#### Record excerpts ####

PR #3302, opened 2020-09-29
perf: create (pipeline|task)run timeout checks in background

eddie4941:
Both the pipelinerun and taskrun controllers start timeout checks at
startup. They do this by iterating though each namespace and spawning a
go routine for each pipelinerun/taskrun to run the check in the
background. Although each timeout check is done in a go routine, the
iteration through namespaces and creation of the timeout checks is done
in a blocking manner. This adds significant latency at startup when the
number of namespaces is large. Ultimately, this causes a delay in how
fast each controllers can actually start reconciling resources. To
speed up the startup time, this changes the logic so that the iteration
through namespaces is done in the background. The timeout checks were
already carried out in separate go routines and were therefore safe to
use in a concurrent context, so no extra logic was needed to make this
change work in a concurrent context.

# Changes

# Submitter Checklist

review them:

## Reviewer Notes

# Release Notes

```release-note
controller and startup time is improved when lots of namespaces are being managed
```

### DIFF
--- a/pkg/timeout/handler_test.go
+++ b/pkg/timeout/handler_test.go
@@ -111,7 +111,7 @@ func TestTaskRunCheckTimeouts(t *testing.T) {
 	}
 
 	th.SetCallbackFunc(f)
-	th.CheckTimeouts(context.Background(), testNs, c.Kube, c.Pipeline)
+	go th.CheckTimeouts(context.Background(), testNs, c.Kube, c.Pipeline)
 
 	for _, tc := range []struct {
 		name           string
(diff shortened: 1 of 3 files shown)


pkg/timeout/handler_test.go
```diff
@@ -111,7 +111,7 @@ func TestTaskRunCheckTimeouts(t *testing.T) {
 	}
 
 	th.SetCallbackFunc(f)
-	th.CheckTimeouts(context.Background(), testNs, c.Kube, c.Pipeline)
+	go th.CheckTimeouts(context.Background(), testNs, c.Kube, c.Pipeline)
```
eddie4941, line 114: The test already use a polling approach below via `wait.PollImmediate` so Its okay not to block here. However, if leaving this here non blocking is a concern, im happy to block until the call is done to preserve old behavior.

sbwsg (approved):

####

Description of the task: The answer must consist of every line above that contains the word "through".

Solved exercise:
iteration through namespaces and creation of the timeout checks is done
through namespaces is done in the background. The timeout checks were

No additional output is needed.